### About this exercise
Sift through the material below and return the lines with "Weight".

### Source records
----

PR #328, opened 2020-12-08
GoGenes

DanielSnellings:
This pull request adds GoGenes which are an effort to simplify evaluation and manipulation of genes. GoGenes can be created from any input GTF record. The GoGene struct is intentionally designed to hold only private fields. Instead of directly manipulating the struct, manipulation of GoGenes should be done through public functions which handle all of the minutia of working with a GTF or genePred file (strand, introns, coordinate systems, etc.). Current functions provide easy conversion between genomic and cDNA coordinates, as well as making point mutations, insertions, and deletions. As designed, the PointMutation, Insertion, and Deletion functions will all return an EffectPrediction struct that will record how the mutation affected the resulting protein. The EffectPrediction functionality has been completed for point mutations, however effect prediction for indels is still a WIP. 

This is a relatively long pull request (sorry!), but more than half the added lines are from test files so it shouldn't be too bad. 

Suggestions to improve the struct are welcome!


dna/modify.go
```diff
@@ -96,6 +96,11 @@ func Complement(bases []Base) {
 	}
 }
 
+func ComplementSingleBase(base Base) Base {
```
craiglowe, line 99: This looks like a public version of the "complement" function.  Can we just rename the existing "complement" function to "ComplementSingleBase"?

goGene/fromGtf.go
```diff
@@ -0,0 +1,122 @@
+package goGene
+
+import (
+	"github.com/vertgenlab/gonomics/dna"
+	"github.com/vertgenlab/gonomics/fasta"
+	"github.com/vertgenlab/gonomics/gtf"
+)
+
+// GtfToGoGene converts a gtf record into a GoGene data structure
+// WARNING: If multiple isoforms are present, only the longest is used
```
craiglowe, line 10: Longest before or after splicing?

goGene/fromGtf.go
```diff
@@ -0,0 +1,122 @@
...
+func GtfToGoGene(g *gtf.Gene, ref []*fasta.Fasta) *GoGene {
+	answer := new(GoGene)
+	gtf.MoveCanonicalToZero(g)
+	transcript := g.Transcripts[0]
+
+	answer.id = g.GeneID
+	answer.strand = transcript.Strand
+
+	if transcript.Strand { // If on the positive strand
```
craiglowe, line 19: Is transcript.PosStrand more clear?

craiglowe (commented):
Very cool!  Only had a new minutes to start looking at this.  I only made it about 1/4 of the way through, but figured I would send my comments now because I am about to jump into a stretch of meetings.

goGene/fromGtf.go
```diff
@@ -0,0 +1,122 @@
...
+		answer.featureArray = make([]Feature, len(answer.genomeSeq))
+		answer.cdsStarts = make([]int, 0, len(transcript.Exons))
+		answer.cdsEnds = make([]int, 0, len(transcript.Exons))
+
+		var i int
+		var prevExonEnd int = answer.startPos
+		var currCdsPos int32
+		for _, val := range transcript.Exons {
+			for i = prevExonEnd - answer.startPos; i < val.Start-1-answer.startPos; i++ {
+				answer.featureArray[i] = Intron
```
craiglowe, line 35: Do we need to make sure that there are no overlapping genes in the gtf?  It seems like otherwise later gtf records overwrite earlier ones.

goGene/goGene.go
```diff
@@ -0,0 +1,176 @@
...
+)
+
+type Feature int32
+type MutationType byte
+
+const (
+	Intron   Feature = -1
+	UtrThree Feature = -3
+	UtrFive  Feature = -5
+	// All positive values refer to cDNA position
```
craiglowe, line 16: Just curious what happened to -2 and -4

goGene/goGene.go
```diff
@@ -0,0 +1,176 @@
...
+	Intronic     MutationType = 5
+	Splice       MutationType = 6 // +/- 1-2 of E-I boundary
+	FarSplice    MutationType = 7 // +/- 3-10 of E-I boundary
+	DisruptStart MutationType = 8
+	DisruptStop  MutationType = 9
+)
+
+// GoGene is a processed version of a gtf record that enables easy
+// traversal and manipulation of genes on the genomic and mRNA levels.
+type GoGene struct {
```
craiglowe, line 32: I think these fields might each need a sentence of documentation.  I am trying to imagine writing code to turn data from a file in genePred into a GoGene, and I don't think I would always know what to do.
What about Gene instead of GoGene?  We have been using the Go prefix to mean a function that will launch its own thread.  Or EasyGene, InternalGene?

goGene/fromGtf.go
```diff
@@ -0,0 +1,122 @@
...
+				answer.cdnaSeq = append(answer.cdnaSeq, answer.genomeSeq[answer.startPos-(val.Cds.End-1):answer.startPos-(val.Cds.Start-2)]...)
+
+				for i = answer.startPos - (val.Cds.End - 1); i < answer.startPos-(val.Cds.Start-2); i++ {
+					answer.featureArray[i] = Feature(currCdsPos)
+					currCdsPos++
+				}
+			}
+		}
+	}
+	answer.orig.startPos = answer.startPos
```
craiglowe, line 110: I am not sure why many fields seem to be stored twice.

goGene/goGene.go
```diff
@@ -0,0 +1,176 @@
...
+type EffectPrediction struct {
+	Consequence MutationType
+	CdnaPos     int // zero base
+	CdnaOffset  int
+	AaPos       int // zero base
+	AaRef       []dna.AminoAcid
+	AaAlt       []dna.AminoAcid
+}
+
+// GenomicToCdna converts genomic coordinates to cDNA coordinates. The return format is c.100+10.
```
craiglowe, line 69: I tried to google for the c.100+10 format, but I think it must be something obvious that I am missing.

goGene/goGene.go
```diff
@@ -0,0 +1,176 @@
...
+// The first int return is the nearest position in the coding sequence.
```
craiglowe, line 70: Is the position in the coding seq in genomic coordinates or cDNA coordinates?

goGene/goGene.go
```diff
@@ -0,0 +1,176 @@
...
+// The second int return is the distance from the nearest coding exon
+// (>0 if after cds; <0 if before cds, ==0 if inside coding sequence).
```
craiglowe, line 72: Are "before" and "after" in terms of genomic coordinates, or in terms of direction of transcription?  For example, if the gene is on the minus strand, would an intronic position with a greater position number than its closest exon be before or after that exon?  Might also be good to mention what happens with ties.

craiglowe (commented):
Few more comments

goGene/fromGtf.go
edotau: Not sure I'm following, couldnt all this information be scattered to different lines of a gtf file?

edotau: Actually i think i remember vaguely there was some functionality that logically handles this, is that what `gtf.Gene` is?

DanielSnellings: Yes. Gtf.Gene holds all the same information. The goal here is to make that information more accessible. If I gave you a gtf.Gene and asked what is the cDNA position for chr3:45877890 you would need to write a block of code to get that answer. Here you just need to do featureArray[45877890]. It seems like overkill at first. But it greatly simplifies complex tasks like predicting the effect of an insertion or deletion.

edotau (dismissed):
LGTM!

gene/gene.go
```diff
@@ -0,0 +1,178 @@
...
+type diff struct {
+	genomePos int
+	removed   []dna.Base
+	added     []dna.Base
+}
+
+type EffectPrediction struct {
+	Consequence MutationType
+	CdnaPos     int // zero base
+	CdnaOffset  int
```
craiglowe, line 65: I am not sure what CdnaOffset holds.  Maybe a quick comment here?

gene/gene.go
```diff
@@ -0,0 +1,178 @@
...
+			}
+		}
+		return int(g.featureArray[queryPos+reverseOffset]), reverseOffset * -1, nil
+
+	case UtrFive:
+		var forwardOffset int = 1
+		for g.featureArray[queryPos+forwardOffset] < 0 {
+			forwardOffset++
+			if queryPos+forwardOffset > len(g.featureArray) {
+				return 0, 0, errors.New("no coding sequence found after 5'UTR")
```
craiglowe, line 119: How do noncoding RNAs fit into this?  It is ok if they don't; I am just curious.  In the GTF are they coded as all 5'UTR?  Is the Gene struct only for protein coding genes, or is there a way to have ncRNAs use a subset of the features?

gene/mutate.go
```diff
@@ -0,0 +1,478 @@
...
+	var log diff
+	var genomeIndexPos int
+	var err error
+
+	// Fill changeLog
+	log.genomePos = genomePos
+	log.added = make([]dna.Base, len(alt))
+	copy(log.added, alt)
+
+	for _, val := range alt {
```
craiglowe, line 103: This could be split out as a separate function (maybe in the dna package) that is something like:
func IsSeqOfACGT([]dna.Base) bool {

gene/mutate.go
```diff
@@ -0,0 +1,478 @@
...
+
+	if genomeIndexPos > len(g.genomeSeq)-1 {
+		return answer, errors.New("input genomePos is not in the gene")
+	}
+
+	// If no error, then append changeLog
+	g.changeLog = append(g.changeLog, log)
+
+	// Update genome sequence
+	g.genomeSeq = append(g.genomeSeq, alt...)                                     // just to increase cap, will get overwritten next line
```
craiglowe, line 132: Could we use dna.Insert here?

gene/mutate.go
```diff
@@ -0,0 +1,478 @@
...
+		//answer.CdnaPos, answer.CdnaOffset, err = GenomicPosToCdna(g, genomePos + 1)
+		//frame := (cdnaPos + 1) % 3
+		//var currCodon dna.Codon
+		//
+		//if frame != 0 { // if insertion disrupts a codon, note the codon being changed
+		//	currCodon, err = CdnaPosToCodon(g, cdnaPos)
+		//	answer.AaRef = []dna.AminoAcid{dna.TranslateCodon(&currCodon)}
+		//}
+
+		// Update cDNA
```
craiglowe, line 185: Maybe dna.Insert could be used here too?

gene/mutate.go
```diff
@@ -0,0 +1,478 @@
...
+	var deletedCdnaBases int
+	var cdnaDelStart, cdnaDelEnd int = -1, -1
+	deletionLen := genomeIndexEndPos - (genomeIndexStartPos + 1)
+	for i := 0; i < len(g.cdsStarts); i++ {
+
+		switch {
+		// if cds is before deletion
+		case genomeIndexStartPos >= g.cdsEnds[i]:
+			cdnaDelStart = int(g.featureArray[g.cdsEnds[i]])
+			continue
```
craiglowe, line 334: Is this continue needed/used?

craiglowe (commented):
Looks great!  Lots of amazing work here!  I am ready to approve.  I just added a few comments/thoughts.
In the future we could maybe break this into 2 or even 3 checkins?  It took me a few tries to get through it all.
Wonderful addition!  Maybe you can give a little overview of the functionality and how it can be used next code review?

numbers/numbers.go
```diff
@@ -196,3 +196,11 @@ func DigitsBaseTen(x int64) int {
 	}
 	return count
 }
+
+func Abs(x int) int {
```
rimangan, line 200: Perhaps AbsInt? math.Abs does the same already for floats. Also needs Abs(+ or - Inf) to equal +Inf as a special case and perhaps the ability to handle NaN.

gene/mutate.go
DanielSnellings: Yes, didn't know that existed.

gene/mutate.go
DanielSnellings: Changed

gene/mutate.go
DanielSnellings: Nope, nice catch

numbers/numbers.go
DanielSnellings: Changed it to AbsInt. Not sure how to implement the rest. Might need your help on that.

rimangan (approved):

cfauci (approved):

edotau (approved):
LGTM!

craiglowe (approved):
Great work!

PR #943, opened 2023-10-31
digestGenome.go

sweavs111:
This PR is for a new command called digestGenome. It takes in a fasta file and will create a bed file corresponding to restriction digest fragments that would be created after digestion with an enzyme. This restriction digest bed file is useful in Hi-C data processing pipelines. Any sequence motif can be given to this program, and several enzymes that are commonly used in Hi-C library preps are preset options that can be used. This program runs fairly quick--2-3 minutes for the human genome.

The other change I made was to add a function to the DNA package. I added a function called ReturnReverseCompliment, which returns the rev comp sequence instead of editing it in place, which is what the other ReverseCompliment function does. Please let me know if there is a better way to do this, or another workaround I should be using instead. Thanks!

All testing is complete and function, the PR is ready for review!


hcnapier (commented):
I think this looks good. One extra thing I think we covered in code review last week is possibly erroring out if pal == false in order to avoid accidental misuse.

hcnapier (dismissed):

cmd/digestGenome/digestGenome.go
```diff
@@ -0,0 +1,151 @@
...
+		}
+	}
+
+	fa := fasta.GoReadToChan(genome)
+	for i := range fa {
+		prevCut = 0 //set the first fragment start base to 0
+		numCut = 0
+		currChrom = i.Name
+		for base = 0; base <= len(i.Seq)-len(re.cutBases); base++ { //loop over every base in the fasta file
+			testBases := i.Seq[base : base+len(re.cutBases)] //get the next base in the fasta file plus the number of bases in the recognition motif. I don't get an index out of range error at the end of the sequence--not sure why
```
rimangan, line 94: I would declare the testBases variable outside the loop to cut down on allocations

sweavs111: good catch

rimangan (approved):

PR #945, opened 2023-11-02
added allocate:traceback into lastz writer output

cfauci:
# Description
needed to add an additional argument to lastZ writer that I discovered previously but hadn't put into the code before


sweavs111 (approved):
looks great

craiglowe (approved):
Great!

hcnapier (approved):

PR #947, opened 2023-11-06
small fix

dasnellings:
Small fix for linear index in bam seeking. Missed the equals case in my last PR.


rimangan (approved):

sweavs111 (approved):
👍

craiglowe (approved):
Can we add the test that was "missing" as a second PR?  I am guessing there is a test that should have been in our codebase that would have failed before this fix?

PR #950, opened 2023-11-18
PwmTools Shuffle and Hierarchical Command Fix

rimangan:
# Description
This PR addresses an issue preventing the user from using options in hierarchical cmds. Additionally, it introduces the 'shuffle' subcommand of pwmTools, which allows the user to create column-wise shuffled versions of input motifs.

### Testing

None


craiglowe:
What is the current status of this PR?  From the description I was expecting a quick bug fix, but from the diff I am seeing what I think are changes not related to the bug fix.

rimangan:
> What is the current status of this PR? From the description I was expecting a quick bug fix, but from the diff I am seeing what I think are changes not related to the bug fix.
I have updated the title and description of this PR. With the merge of the wig PR, this is now ready for review.

cmd/pwmTools/shuffle.go
```diff
@@ -0,0 +1,86 @@
...
+	fmt.Printf("pwmTools shuffle - a tool for producing shuffled control motifs from input motifs.\n" +
+		"pwmTools shuffle in.pwm out.pwm\n" +
+		"options:\n")
+	shuffleFlags.PrintDefaults()
+}
+
+func parseShuffleArgs() {
+	var expectedNumArgs int = 2
+	var err error
+	shuffleFlags := flag.NewFlagSet("shuffle", flag.ExitOnError)
```
cfauci, line 31: I think the below usages need a little more info, I'm not sure what they do still.

cmd/pwmTools/shuffle.go
```diff
@@ -0,0 +1,86 @@
+package main
```
cfauci, line 1: I'm not sure what the purpose of this command is. Why do you need it? Functions missing documentation and command missing group and documentation

cfauci (commented):
All items in command (maybe not info) should have command group and documentation. 

Functions are generally missing documentation

cmd/pwmTools/info.go
```diff
@@ -61,10 +65,16 @@ func pwmInfo(s InfoSettings) {
 	var consensusScore float64
 	var couldScoreConsensusSequence bool
 	var records []motif.PositionMatrix
+	var currCache map[uint64]float64
+
+	if s.Threshold > 1 || s.Threshold < 0 {
```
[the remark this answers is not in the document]
rimangan: It can, s.Threshold may equal 1, but can't be greater than 1

cmd/pwmTools/shuffle.go
rimangan: I agree, I've expanded the usages in the next commit

cmd/pwmTools/format.go
```diff
@@ -0,0 +1,101 @@
...
+		case "Weight":
+			records = motif.PfmSliceToPpmSlice(records, s.PseudoCount)
+			records = motif.PpmSliceToPwmSlice(records)
+		default:
+			log.Fatalf("Error: unrecognized output motif file format. Options are 'Frequency', 'Probability', and 'Weight'. Found: %v.\n", s.OutType)
+		}
+	case "Probability":
+		switch s.OutType {
+		case "Frequency":
+			log.Fatalf("Error: Cannot convert a position probability matrix to a position frequency matrix.")
```
hcnapier, line 82: It might be useful to add a little documentation about which formats each format can be converted to. It’s not difficult to figure out, so maybe not necessary, but may be nice to summarize somewhere

cmd/pwmTools/shuffle.go
```diff
@@ -0,0 +1,86 @@
...
+		"pwmTools shuffle in.pwm out.pwm\n" +
+		"options:\n")
+	shuffleFlags.PrintDefaults()
+}
+
+func parseShuffleArgs() {
+	var expectedNumArgs int = 2
+	var err error
+	shuffleFlags := flag.NewFlagSet("shuffle", flag.ExitOnError)
+	var numShuffle *int = shuffleFlags.Int("numShuffle", 10, "Specify the number of desired shuffle motifs per input motif.")
```
hcnapier, line 37: Did you mean to write "Specify the number of desired **shuffled** motifs..." instead?

cfauci:
i think the only thing left is that the commands need their groups and the documentation so it will load on the godocs page

rimangan:
> i think the only thing left is that the commands need their groups and the documentation so it will load on the godocs page

Done in latest commit, thanks

cfauci (approved):

PR #953, opened 2023-11-22
adding bed name filter to bedFilter

cfauci:
# Description
added a matching and non matching name filter to bedFilter, tests passing


hcnapier (approved):
Looks good to me!

PR #954, opened 2023-11-28
add reorder option to bedFormat

sweavs111:
Adds a new option to bedFormat.go that will reorder the columns if chromStart > chromEnd.

Example:

chrA 20 10  --> chrA 10 20

Added testing.


sweavs111:
yes it is a good question i had downloaded a bed file from the internet. I was looking at it last night and it appeared to have mis-ordered columns, so i had added this quick fix. I am now re-looking at that bed file and it looks like maybe i made that problem up because the original file looks correctly formatted. I will check again and then delete the PR if it is not needed!

PR #956, opened 2023-12-01
update samToWig to handle deletions

sweavs111:
This is an update to the samToWig command. The default behavior of samToWig doesn't change, deletions in the sam alignment are "filled" in for the output wig.  I have added an option that will will not fill in over deletions. To do this i had to make a new function in convert that does sam -> bed but returns a slice of bed that corresponds to each individual alignment stretch (excluding deletion regions). All testing has been added


rimangan:
This is a really nice feature, excited to review

RavenYL (approved):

----

### Solution to this task
+		case "Weight":
+			log.Fatalf("Error: unrecognized output motif file format. Options are 'Frequency', 'Probability', and 'Weight'. Found: %v.\n", s.OutType)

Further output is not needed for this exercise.